> Apparently those UUIDs aren't as reliable as I thought.
>
> I've had problems with a server box that hosts a ceph VM.
VM?
> Looks like the mobo disk controller is unreliable
Lemme guess, it is an IR / RoC / RAID type? As opposed to JBOB / IT?
If the former and it’s an LSI SKU as most are, I’d love if you could send me
privately the output of
storcli64 /c0 show termlog >/tmp/termlog.txt
Sometimes flakiness is actually with the drive backplane, especially when it
has an embedded expander. In either case, updating HBA firmware sometimes
makes a real difference.
And drive firmware.
> AND one of the disks passes SMART
I’m curious if it shows SATA downshifts.
> but has interface problems. So I moved the disks to an alternate box.
>
> Between relocation and dropping the one disk, neither of the 2 OSDs for that
> host will come up. If everything was running solely on static UUIDs, the good
> disk should have been findable even if its physical disk device name shifted.
> But it wasn't.
Did you try
ceph-volume lvm activate —all
?
> Which brings up something I've wondered about for some time. Shouldn't it be
> possible for OSDs to be portable?
I haven’t tried it much, but that *should* be true, modulo CRUSH location.
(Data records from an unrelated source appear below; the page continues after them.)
Issue #680, opened 2020-01-13
Not working on Windows


maganuk:
Hi,

I saw that there was a PR added for Windows Compatibility, however in cluster.tf even this line should have the ability to specify a custom interpretor

    provisioner "local-exec" {
        command = <<EOT
        until curl -k -s ${aws_eks_cluster.this[0].endpoint}/healthz >/dev/null; do sleep 4; done
      EOT
    }

Without that, its not possible to create a cluster

barryib:
@maganuk Thanks for opening this issue. There was a long discussion about this on https://github.com/terraform-aws-modules/terraform-aws-eks/pull/639 and called for help to windows users to help is test this.

Could you please take a time on this issue and open a PR to fix this ? I can help you with this.

Do you have a working curl (or equivalent) command on Windows to do a HTTP GET on the healthz endpoint ?

maganuk:
I need a day or two to figure this out. Curl is not installed by default on Windows and it would be odd to require the user to install any third party packages. Lets try and figure out if we can do this using terraform. Usually the delay will not be more that 8-10 seconds. Can we not delay the execution of the next step by a few seconds, instead of pinging the url to see if its alive?

barryib:
Actually, there is `Invoke-RestMethod` in powershell https://discoposse.com/2012/06/30/powershell-invoke-restmethod-putting-the-curl-in-your-shell/. Maybe we can use that ?

> Usually the delay will not be more that 8-10 seconds.

I think we don't really know how long it'll take. So I'll really prefer pinging until it's alive rather than waiting and hoping that it'll take less than 10 seconds.

sanjeevgiri:
I have a potential fix for this, however I am not able to create a branch for pull request. Is there anyway something I need to do to be able to create a branch?

dpiddockcmp:
@sanjeevgiri 
> I have a potential fix for this, however I am not able to create a branch for pull request. Is there anyway something I need to do to be able to create a branch?

You need to Fork the repo to your own account using the buttons in the github interface, push your changes there and then open a PR. See [github's docs](https://guides.github.com/activities/forking/) for the full details

barryib:
Closing this as the wait command is now configurable.

avoidik:
wouldn't it be better to make `interpreter` item configurable?

PR #701, opened 2020-01-20
Configurable local exec command for waiting until cluster is healthy

sanjeevgiri:
# PR o'clock

## Description

Currently executing this module for windows fails due to local-exec command that waits until the cluster is healthy. The command being used `until curl -k -s %CLUSTER_HEALTH_ENDPOINT% >/dev/null; do sleep 4; done` only works in *nix systems. We could default to using this command, however, it would be great if non *nix users would have to option to specify custom command that would achieve the same. (Even better would be  terraform specific resource that would allow us to wait until a http url becomes available :)).

This PR attempts to add the ability to define os-specific commands to wait for a healthy cluster to be available.

### Checklist

- [ ] CI tests are passing

#680


sanjeevgiri:
Not ready yet. Will re-open soon.

sanjeevgiri:
@maganuk  @barryib @dpiddockcmp @RothAndrew . Would you guys be kind enough to look at his and shed some insight on how I've approached it? I am open to suggestions and discussions that drive to a meaningful solution.

maganuk:
Hey, I don't know whats changed in v8 but v7 use to work just fine without waiting for the endpoint to be active. Maybe because I was doing my own Aws auth, and there is an option to skip Aws auth. For such cases, can we not make this check optional?

sanjeevgiri:
> Hey, I don't know whats changed in v8 but v7 use to work just fine without waiting for the endpoint to be active. Maybe because I was doing my own Aws auth, and there is an option to skip Aws auth. For such cases, can we not make this check optional?

local-exec was removed 

> Hey, I don't know whats changed in v8 but v7 use to work just fine without waiting for the endpoint to be active. Maybe because I was doing my own Aws auth, and there is an option to skip Aws auth. For such cases, can we not make this check optional?

It looks like aws_auth.tf had local-exec to update kube config map if manage_aws_auth was set. This local-exec has been removed in this revision 93636625740c63fd89ad8bc60ad180761288c54d. @stijndehaes can elaborate a little on that.

The check for healthy cluster was added by @shaunc as a part of https://github.com/terraform-aws-modules/terraform-aws-eks/pull/639. They seem to be related though. 

@stijndehaes @shaunc should be able to shed some light on this? Thanks in advance.

shaunc:
We did try terraform specific (like using http resource for health check) -- couldn't get to work. I think the maintainers decided that windows probably had other things broken as well; but certainly PR that allowed customizing command would seem reasonable to me (I am not a maintainer). I started using after the switch from local_exec to kubernetes, so I can't speak to that except that the maintainers do want to shift to terraform-supported if possible. (Just we couldn't figure out how to wait for cluster using only terraform.)

maganuk:
Since we’re only using this for Manage_AWS_Auth, can we make the local_exec
conditional based on the value of Manage_AWS_Auth?

shaunc:
You'll have to get a maintainer to chime in. IMO terraform-built resources are generally supposed to be "ready to use" when apply completes, so they can be used as part of larger builds. From that perspective, waiting for the cluster to be up should be the "normal case", irrespective of what it is used for internally. But having some option to change (or possibly skip) the health check doesn't seem unreasonable.

max-rocket-internet:
This approach with the `%CLUSTER_HEALTH_ENDPOINT%` and so on is quite complicated. Could we just use `environment` on the `local-exec` and put the endpoint in there? then maybe something like this:

```hcl
provisioner "local-exec" {
  command = <<EOT
  ${var.wait_for_cluster_cmd == "" ? "until curl -k -s $${ENDPOINT}/healthz >/dev/null; do sleep 4; done" : var.wait_for_cluster_cmd}
EOT
}
```

> Since we’re only using this for Manage_AWS_Auth, can we make the local_exec conditional based on the value of Manage_AWS_Auth?

That's also a good idea.

sanjeevgiri:
@max-rocket-internet let me explore your advice. :) Thanks for chiming in.

- I am not entirely sure if using dynamically setting ENDPOINT as an environment variable is possible. I checked the docs for local-exec, and it seems like it has a environment parameter. Perhaps that can be leveraged to some extent. The catch is that the environment variable needs to be tied to url that is dynamically generated.

- For conditionally executing the local-exec: (I may be too much of a newbie here :) ), is it possible to use count within the local-exec block or would it need to be externalized into a different resource? I will research myself while I keep you guys confused with my newbie questions heh.

sanjeevgiri:
> * For conditionally executing the local-exec: (I may be too much of a newbie here :) ), is it possible to use count within the local-exec block or would it need to be externalized into a different resource? I will research myself while I keep you guys confused with my newbie questions heh.

- On further reading, looks like count can be used with local-exec (meta-arguments, I will try that)

cluster.tf
```diff
@@ -32,10 +32,18 @@ resource "aws_eks_cluster" "this" {
...
+resource "null_resource" "wait_for_cluster" {
+  depends_on = [
+    aws_eks_cluster.this[0]
+  ]
+
   provisioner "local-exec" {
-    command = <<EOT
-    until curl -k -s ${aws_eks_cluster.this[0].endpoint}/healthz >/dev/null; do sleep 4; done
-  EOT
+    command = var.manage_aws_auth ? var.wait_for_cluster_cmd : ""
```
sanjeevgiri: @max-rocket-internet this would optionally perform a no-op if manage_aws_auth is disabled? I may have to use count, but was unsure on wiring dependencies on the kubernetes_config_map resource.

cluster.tf
```diff
@@ -32,10 +32,18 @@ resource "aws_eks_cluster" "this" {
...
+    environment = {
+      ENDPOINT = aws_eks_cluster.this[0].endpoint
```
sanjeevgiri: I believe this is close to what you were expressing? Not sure :) but it does seem to work.

max-rocket-internet: Yes. This is much cleaner IMO 😃

cluster.tf
max-rocket-internet: Like it but have you tested this in both situations? No errors or issues with having a command of `""`

variables.tf
```diff
@@ -198,10 +198,10 @@ variable "cluster_delete_timeout" {
   default     = "15m"
 }
 
-variable "local_exec_interpreter" {
-  description = "Command to run for local-exec resources. Must be a shell-style interpreter. If you are on Windows Git Bash is a good choice."
-  type        = list(string)
-  default     = ["/bin/sh", "-c"]
+variable "wait_for_cluster_cmd" {
+  description = "Custom local-exec command to execute for determining if the eks cluster is healthy. Cluster endpoint will be available as an ENDPOINT environment variable"
```
max-rocket-internet: Small thing but can you change this to `will be available as an environment variable called ENDPOINT`? Otherwise it sounds like "ENDPOINT" is a special type of env var or something.

cluster.tf
max-rocket-internet: I get this error if `manage_aws_auth = false`:

```
Error: local-exec provisioner command must be a non-empty string
```

So I think you need to do this:

```hcl
resource "null_resource" "wait_for_cluster" {
  count      = var.manage_aws_auth ? 1 : 0

  depends_on = [
    aws_eks_cluster.this[0]
  ]

  provisioner "local-exec" {
    command = var.wait_for_cluster_cmd
    environment = {
      ENDPOINT = aws_eks_cluster.this[0].endpoint
    }
  }
}
```

sanjeevgiri: This is what I wanted to in my initial attempt, but I was not sure how this would be included as a dependency in the aws_auth module. I will try this and test without aws_auth. Thanks again.

sanjeevgiri:
@max-rocket-internet I believe I have addressed all your concerns.

sanjeevgiri:
Anyone has any requests for me? I believe I have addressed the changes requested so far. Can someone help me with doc linter issue. It seems like its failing for everyone.

max-rocket-internet:
I tested with basic example with `manage_aws_auth` set to true and false and works well for me.

variables.tf
sveerabathini: @sanjeevgiri @max-rocket-internet , i am using the code but still i get an error "Error: Error running command 'until curl -k -s $ENDPOINT/healthz >/dev/null; do sleep 4; done': exit status 1. Output: The system cannot find the path specified." unable to get through and create configmap. can any one of you please help me

sanjeevgiri: Hello @sveerabathini, there was a another PR that included a variable local_exec_interpreter. This interpreter uses /bin/sh as the default interpreter. If you are running windows it is likely you will not have a shell installed in that path. If you set the default interpreter value to empty list ([]), then terraform should be able to find a suitable interpreter to use based on the client OS and version (likely power shell for windows). 

I am using git bash, so I added the git bash bin to my windows path environment variable, set the wait_for_cluster_interpreter to []. 

Hope this helps.

PR #710, opened 2020-01-24
Add example for IRSA and cluster-autoscaler

max-rocket-internet:
# PR o'clock

## Description

Many people have requested an example using IRSA (IAM Roles for Service Accounts). So here I am adding an example for the cluster-autoscaler.

### Checklist

- [ ] CI tests are passing


examples/irsa/main.tf
```diff
@@ -0,0 +1,141 @@
...
+    to_port   = 22
+    protocol  = "tcp"
+
+    cidr_blocks = [
+      "10.0.0.0/8",
+      "172.16.0.0/12",
+      "192.168.0.0/16",
+    ]
+  }
+}
```
dpiddockcmp: Are these security groups and random_string needed? They seem to be unused and add noise to the example.

examples/irsa/README.md
```diff
@@ -0,0 +1,70 @@
...
+NAME                                       STATUS   ROLES    AGE     VERSION
+ip-10-0-2-190.us-west-2.compute.internal   Ready    <none>   6m39s   v1.14.8-eks-b8860f
+```
+
+Install Helm:
+
+```
+kubectl -n kube-system create serviceaccount tiller
+kubectl create clusterrolebinding tiller --clusterrole cluster-admin --serviceaccount=kube-system:tiller
+helm init --service-account=tiller
```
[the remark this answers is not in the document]
barryib: Maybe we can omit tiller installation. And add note that we must have a working helm installation. Because, it's not relevant here.

I personally use terraform with helm provider to perform cluster-autoscaler installation. But it doen't matter how we install it. What we need for the serviceaccount is here https://github.com/terraform-aws-modules/terraform-aws-eks/pull/710/files#diff-5d3e96c50e09c013f8553243cb0be4d6R3-R6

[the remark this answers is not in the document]
max-rocket-internet: I agree 100%. I just haven't used Helm 3 yet 😢

I'll redo next week with Helm 3. I need to it this anyway!

examples/irsa/main.tf
max-rocket-internet: Good point. I just copied the basic example. I'll remove them.

barryib: Agree !

max-rocket-internet:
@barryib do you know why the `terraform_docs` check is failing? I don't get it...

examples/irsa/README.md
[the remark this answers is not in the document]
max-rocket-internet: > Maybe we can omit tiller installation. 

OK good input. I'll remove that part. But I'll keep the `helm install` command for the chart. Is it same for Helm 3?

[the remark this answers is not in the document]
barryib: yep.

barryib:
> @barryib do you know why the `terraform_docs` check is failing? I don't get it...

Nope. But even the `terraform fmt` is failing.

barryib:
@max-rocket-internet  `terraform-doc` 0.8.0 is now in stable. We should probably update terraform pre-commit https://github.com/antonbabenko/pre-commit-terraform/pull/85.

`pre-commit autoupdate` would probably help.

max-rocket-internet:
> We should probably update terraform pre-commit antonbabenko/pre-commit-terraform#85.

OK cool. Next week I'll have a look.

I think we should also remove the `autoscaling_enabled = true` option from workers and remove the autoscaling policies from the module. In a a separate PR. People can do this outside the module now and IRSA is one way to do it.

examples/irsa/main.tf
```diff
@@ -0,0 +1,94 @@
...
+    "kubernetes.io/role/internal-elb"             = "1"
+  }
+}
+
+module "eks" {
+  source       = "../.."
+  cluster_name = local.cluster_name
+  subnets      = module.vpc.private_subnets
+  vpc_id       = module.vpc.vpc_id
+  enable_irsa  = true
```
TBeijen: If I'm not mistaken, using IRSA on cluster-autoscaler, it would be good to add these flags to the cluster variables:

```
# module no longer needs to manage autoscaling policy since this is moved to the service-account IAM role
manage_worker_autoscaling_policy = false
attach_worker_autoscaling_policy = false
```

max-rocket-internet: You are not mistake but I think we just remove the autoscaling policy stuff completely and let users manage that themselves.

.pre-commit-config.yaml
```diff
@@ -1,6 +1,6 @@
 repos:
 - repo: git://github.com/antonbabenko/pre-commit-terraform
-  rev: v1.22.0
+  rev: v1.24.0
```
barryib: @max-rocket-internet please change [args](https://github.com/terraform-aws-modules/terraform-aws-eks/pull/710/commits/47d4489889e3dc192277221d982c305aca26be45#diff-82c3b36709926de3a1b27bea0d8258ccL7)  into `args: ["--args=--with-aggregate-type-defaults", "--args=--no-escape"]`

examples/irsa/main.tf
TBeijen: May I suggest: Leave the policy stuff in but change default enabled to `false` in next release (and ofc. mention in release notes). Then remove in subsequent release.

This would allow users to somewhat seamlessly transition to IRSA, without needing to temporary bolt on additional policies.

max-rocket-internet: @TBeijen actually we already have `var.attach_worker_autoscaling_policy`/`var.manage_worker_autoscaling_policy`. I'll just make a PR to set these to default of `false`.

barryib:
Can you please update your branch and upgrade to terraform-docs 0.8.1 ?

examples/irsa/main.tf
```diff
@@ -0,0 +1,91 @@
...
+  token                  = data.aws_eks_cluster_auth.cluster.token
+  load_config_file       = false
+  version                = "~> 1.10"
+}
+
+data "aws_availability_zones" "available" {}
+
+data "aws_caller_identity" "current" {}
+
+resource "random_string" "suffix" {
```
dpiddockcmp: Is this resource used anywhere?

max-rocket-internet: Thanks. I've removed it.

max-rocket-internet:
@barryib done rebase. Thanks for fixing the pre-commit stuff

ankushagarwal:
@max-rocket-internet : Curious as to what is the reason to use `worker_groups` instead of `node_groups` in module "eks". I am not sure what the difference between them is. The `managed_node_groups/main.tf` example uses `node_groups` in module "eks"

morganchristiansson:
worker_groups is the classic unmanaged way of doing things and allows you to use spot instances and provide kubelet args.

I believe both will work with irsa.

PR #1805, opened 2022-01-21
chore: Add example usage of extending cluster and node security group access rules

### LINKED ISSUE #1790: communication between pods is too narrow.
## Description

https://github.com/terraform-aws-modules/terraform-aws-eks/blob/9f85dc8cf5028ed2bab49f495f58e68aa870e7d4/node_groups.tf#L86

Communication with clusters in node_security_group_rules is fine, but communication between pods is too narrow.
For example, if you deploy an ArgoCD cluster, it will not work because the communication between pods does not work.
Since the communication between pods is basically limited by k8s, it is better to keep the default limitation as follows.
This is also how `eksctl` works.

```
{
  ingress_self_any = {
    description = "Node to node All"
    protocol    = "all"
    from_port   = 0
    to_port     = 65535
    type        = "ingress"
    self        = true
  }
  egress_self_any = {
    description = "Node to node All"
    protocol    = "all"
    from_port   = 0
    to_port     = 65535
    type        = "egress"
    self        = true
  }
}
```

bryantbiggs:
## Description
- add example usage of extending cluster and node security group access rules

## Motivation and Context
- Closes #1790 
- This should provide more example usage to users to demonstrate how to extend the security group access for the baseline that is provided

## Breaking Changes
- No

## How Has This Been Tested?
	  - Update examples and tested on `complete` example

### DIFF
--- a/README.md
+++ b/README.md
@@ -578,6 +578,44 @@ Module provided default templates can be found under the [templates directory](h
   - Each node group (EKS Managed Node Group and Self Managed Node Group) by default creates its own security group. By default, this security group does not contain any additional security group rules. It is merely an "empty container" that offers users the ability to opt into any addition inbound our outbound rules as necessary
   - Users also have the option to supply their own, and/or additional, externally created security group(s) to the node group as well via the `vpc_security_group_ids` variable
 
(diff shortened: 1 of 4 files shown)


antonbabenko:
This PR is included in version 18.2.3 :tada:

PR #1818, opened 2022-01-29
fix: Add missing `launch_template_use_name_prefix` parameter to the root module

efaif:
## Description
* Add missing `launch_template_use_name_prefix` parameter to the root module

## Motivation and Context
* Currently `self-managed-node-group`'s `launch_template_use_name_prefix` variable is not passed to the module, this PR is intended to solve this

## How Has This Been Tested?
* Tested by using the `self-managed-node-group` sub-module with `launch_template_use_name_prefix` set to `True`/`False` and verifying that `aws_launch_template` resource's `name_prefix`/`name` arguments are being set accordingly and the launch template is created as expected

### DIFF
--- a/node_groups.tf
+++ b/node_groups.tf
@@ -385,10 +385,11 @@ module "self_managed_node_group" {
   user_data_template_path  = try(each.value.user_data_template_path, var.self_managed_node_group_defaults.user_data_template_path, "")
 
   # Launch Template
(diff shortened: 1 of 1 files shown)


bryantbiggs (approved):
thank you for catching this @efaif !

good to go @antonbabenko 👍🏽

antonbabenko:
This PR is included in version 18.2.4 :tada:

Issue #1819, opened 2022-01-30
Wrong rolearn in aws_auth_configmap_yaml


Anorlondo448:
## Description

"data.maproles[].rolearn" set in aws_auth_configmap_yaml is not “Pod Execution Role ARN”. It is “Fargate Profile ARN”.
The correct policy is not attached to the user mapped in the aws-auth ConfigMap.

https://github.com/terraform-aws-modules/terraform-aws-eks/blob/16f46db94b7158fd762d9133119206aaa7cf6d63/templates/aws_auth_cm.tpl#L30-L37

## Versions
 - Terraform: v1.1.4
 - Provider(s):
```
+ provider registry.terraform.io/hashicorp/aws v3.74.0
+ provider registry.terraform.io/hashicorp/cloudinit v2.2.0
+ provider registry.terraform.io/hashicorp/kubernetes v1.13.4
+ provider registry.terraform.io/hashicorp/tls v3.1.0
```

## Reproduction
- use `terraform-aws-modules/eks/aws`
- Use only fargate_profile, not nodegroups.
- output `module.eks.aws_auth_configmap_yaml`

### Code Snippet to Reproduce
- output value
```
Changes to Outputs:
  + aws_auth_configmap_yaml = <<-EOT
        apiVersion: v1
        kind: ConfigMap
        metadata:
          name: aws-auth
          namespace: kube-system
        data:
          mapRoles: |
            - rolearn: arn:aws:eks:<region>:<AWS account id>:fargateprofile/<cluster name>/<fargate profile name>/xxxxxxxx
              username: system:node:{{SessionName}}
              groups:
                - system:bootstrappers
                - system:nodes
                - system:node-proxier
    EOT
```

## Expected behavior
"data.maproles[].rolearn" should be set to “Pod Execution Role ARN”.

## Actual behavior
set to "Fargate Profile ARN"

## Additional context
- The output of aws_auth_configmap_yaml does not have a Pod Execution Role ARN
https://github.com/terraform-aws-modules/terraform-aws-eks/blob/be86c0b898c34943e898e2ecd4994bb7904663ff/outputs.tf#L164-L172

- templates/aws_auth_cm.tpl should also use the "Pod Execution Role ARN", not "Fargate Profile ARN"
https://github.com/terraform-aws-modules/terraform-aws-eks/blob/16f46db94b7158fd762d9133119206aaa7cf6d63/templates/aws_auth_cm.tpl#L30-L32

[...]

PR #1820, opened 2022-01-30
fix: Wrong rolearn in aws_auth_configmap_yaml 

Anorlondo448:
## Description
Change the rolearn set in aws_auth_configmap_yaml to the correct one.
Currently, the “Fargate Profile ARN” is set instead of the “Pod Execution Role ARN”, so the correct IAM policy cannot be retrieved.

## Motivation and Context
- #1819

## Breaking Changes
Yes.
Because currently, “Fargate Profile ARN” is set in rolearn instead of “Pod Execution Role ARN”, so the correct IAM policy is It cannot be retrieved.

## How Has This Been Tested?
Output aws_auth_configmap_yaml and confirmed that “Pod Execution Role ARN” is set in rolearn.


bryantbiggs (approved):
thanks for catching this @Anorlondo448 - verified that this change is the correct output this morning. please run `pre-commit run -a` on your PR so the docs are updated, etc.

should be good to go with the above @antonbabenko 👍🏽

antonbabenko:
This PR is included in version 18.2.6 :tada:

PR #1824, opened 2022-02-01
fix: Correct issue where custom launch template is not used when EKS managed node group is used externally

### LINKED ISSUE #1816: Cannot use custom launch template when launch_template_name is not specified
## Description
Hi team, I found a little confusing behavior about `eks-managed-node-group` module.

When I don't specify `launch_template_name` and leave it blank, the launch template will not be used by the corresponding managed node group. I've already found why it's happening (details are below), so could you judge if it's is an intended behavior? 

## Versions

 - Terraform: v1.1.4

 - Provider(s): registry.terraform.io/hashicorp/aws v3.73.0

 - Module: v18.2.3

## Reproduction

Deploy a VPC, an EKS cluster, and a managed node group. To reproduce this, we must explicitly use `eks-managed-node-group` module, not using `eks_managed_node_groups` input of a eks cluster module.

### Code Snippet to Reproduce

```tf

module "vpc" {
  source = "terraform-aws-modules/vpc/aws"

  name = var.cluster_name
  cidr = "10.0.0.0/16"

  azs             = data.aws_availability_zones.available.names
  private_subnets = ["10.0.1.0/24", "10.0.2.0/24", "10.0.3.0/24"]
  public_subnets  = ["10.0.101.0/24", "10.0.102.0/24", "10.0.103.0/24"]

  enable_nat_gateway     = true
  single_nat_gateway     = true
  one_nat_gateway_per_az = false
}

module "cluster" {
  version = "~> 18.0"

  cluster_version = "1.21"
  cluster_name    = var.cluster_name
  vpc_id          = module.vpc.vpc_id
  subnet_ids      = module.vpc.private_subnets
}

module "managed_node_group" {
  source = "terraform-aws-modules/eks/aws//modules/eks-managed-node-group"

  name                 = "group"
  cluster_name         = var.cluster_name
  # this line is practically required
  # launch_template_name = "template_name"

  subnet_ids     = var.vpc.public_subnets
  vpc_id         = var.vpc.vpc_id
  vpc_security_group_ids = [var.node_security_group_id]
}
```

## Expected behavior
the resulting ASG uses the custom launch template.

## Actual behavior
the resulting ASG uses the default launch template.

## Additional context
The behavior is due to the code below. When `launch_template_name` is undefined, it won'd register the launch custom template name to the managed node group.

https://github.com/terraform-aws-modules/terraform-aws-eks/blob/16f46db94b7158fd762d9133119206aaa7cf6d63/modules/eks-managed-node-group/main.tf#L32-L33
https://github.com/terraform-aws-modules/terraform-aws-eks/blob/16f46db94b7158fd762d9133119206aaa7cf6d63/modules/eks-managed-node-group/main.tf#L292-L298

We might need another condition to define `use_custom_launch_template` variable.

BTW if we use `eks_managed_node_groups` input to deploy managed node groups, the problem won't happen because `launch_template_name` is always defined internally here.

https://github.com/terraform-aws-modules/terraform-aws-eks/blob/16f46db94b7158fd762d9133119206aaa7cf6d63/node_groups.tf#L272

Thanks!

bryantbiggs:
## Description
- correct issue where custom launch template is not used when EKS managed node group is used externally
- update documentation and provide example of utilizing `containerd` runtime on EKS managed node group
- update static AMI IDs in examples to use data source; ensures the current AMI is always pulled when testing
- minor formatting for correct use of EOT and left aligning text

## Motivation and Context
- Closes #1816
- There have been a number of questions regarding the EKS managed node group user data and configuring the bootstrap process (specifically around enabling the containerd runtime) and hopefully this helps clear things up for users

## Breaking Changes
- No

## How Has This Been Tested?
	  - Using the `eks-managed-node-group` example
	  	- `eks-manged-node-group` example was deployed as its defined today
	  	- Added in sub-module snippet provided in issue here https://github.com/terraform-aws-modules/terraform-aws-eks/issues/1816
	  	- 2nd apply created new node group using external sub-module - confirmed that the node group was not using the custom launch template 
	  	- Found issue and made correction on line 33 (see below) - re-ran plan and apply - only the external sub-module node group was affected and it was an update to use the custom launch template (desired affect)

### DIFF
--- a/examples/self_managed_node_group/main.tf
+++ b/examples/self_managed_node_group/main.tf
@@ -375,23 +375,23 @@ resource "aws_kms_key" "eks" {
 }
 
 data "aws_ami" "eks_default" {
+  most_recent = true
+  owners      = ["amazon"]
+
   filter {
     name   = "name"
     values = ["amazon-eks-node-${local.cluster_version}-v*"]
   }
-
-  most_recent = true
-  owners      = ["amazon"]
 }
 
 data "aws_ami" "eks_default_bottlerocket" {
+  most_recent = true
+  owners      = ["amazon"]
+
   filter {
     name   = "name"
     values = ["bottlerocket-aws-k8s-${local.cluster_version}-x86_64-*"]
   }
-
-  most_recent = true
-  owners      = ["amazon"]
 }
 
 resource "tls_private_key" "this" {
--- a/examples/self_managed_node_group/main.tf
+++ b/examples/self_managed_node_group/main.tf
@@ -163,12 +163,12 @@ module "eks" {
       bootstrap_extra_args = "--kubelet-extra-args '--max-pods=110'"
 
       pre_bootstrap_user_data = <<-EOT
-        export CONTAINER_RUNTIME="containerd"
-        export USE_MAX_PODS=false
+      export CONTAINER_RUNTIME="containerd"
+      export USE_MAX_PODS=false
       EOT
 
       post_bootstrap_user_data = <<-EOT
-        echo "you are free little kubelet!"
+      echo "you are free little kubelet!"
       EOT
 
       disk_size     = 256
--- a/examples/self_managed_node_group/main.tf
+++ b/examples/self_managed_node_group/main.tf
@@ -94,7 +94,7 @@ module "eks" {
       name = "bottlerocket-self-mng"
 
       platform      = "bottlerocket"
-      ami_id        = data.aws_ami.bottlerocket_ami.id
+      ami_id        = data.aws_ami.eks_default_bottlerocket.id
       instance_type = "m5.large"
       desired_size  = 2
       key_name      = aws_key_pair.this.key_name
@@ -159,7 +159,7 @@ module "eks" {
       max_size     = 7
       desired_size = 1
 
-      ami_id               = "ami-0caf35bc73450c396"
+      ami_id               = data.aws_ami.eks_default.id
       bootstrap_extra_args = "--kubelet-extra-args '--max-pods=110'"
 
       pre_bootstrap_user_data = <<-EOT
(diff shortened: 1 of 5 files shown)


modules/eks-managed-node-group/main.tf
```diff
@@ -30,7 +30,7 @@ module "user_data" {
 ################################################################################
 
 locals {
-  use_custom_launch_template = var.launch_template_name != ""
+  use_custom_launch_template = var.create_launch_template || var.launch_template_name != ""
```
bryantbiggs, line 33: this is the fix for ensuring the custom launch template is used when the sub-module is used externally

there are 4 scenarios here which is why it can be a bit weird to understand:
1. `var.create_launch_template = false && var.launch_template_name == ""` => EKS MNG will use its own default LT
2. `var.create_launch_template = false && var.launch_template_name == "something"` => User provided custom LT will be used
3. `var.create_launch_template = true && var.launch_template_name == ""` => Custom LT will be used, module will provide a default name
4. `var.create_launch_template = true && var.launch_template_name == "something"` => Custom LT will be used, LT name is provided by user

antonbabenko: Maybe put your comment right above this line as a description for this "light magic"? It will be helpful to know the reason in some time.

examples/self_managed_node_group/main.tf
```diff
@@ -374,14 +374,24 @@ resource "aws_kms_key" "eks" {
   tags = local.tags
 }
 
-data "aws_ami" "bottlerocket_ami" {
+data "aws_ami" "eks_default" {
+  filter {
```
antonbabenko, line 378: Let's move `filter` block after `owners` as it was.

antonbabenko (commented):
Minor comment. LGTM otherwise.

examples/self_managed_node_group/main.tf
bryantbiggs: fixed in d147a691f4d5f7a0bba9080976d46a9b61e8a23c

antonbabenko:
This PR is included in version 18.2.5 :tada:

> That is, if a box goes bad, in theory I should be able to remove the drive
> and jack it into a hot-swap bay on another server and have that server able
> to import the relocated OSD.
I’ve effectively done a chassis swap, moving all the drives including the boot
volume, but that admittedly was in the ceph-disk days.
> True, the metadata for an OSD is currently located on its host, but it seems
> like it should be possible to carry a copy on the actual device.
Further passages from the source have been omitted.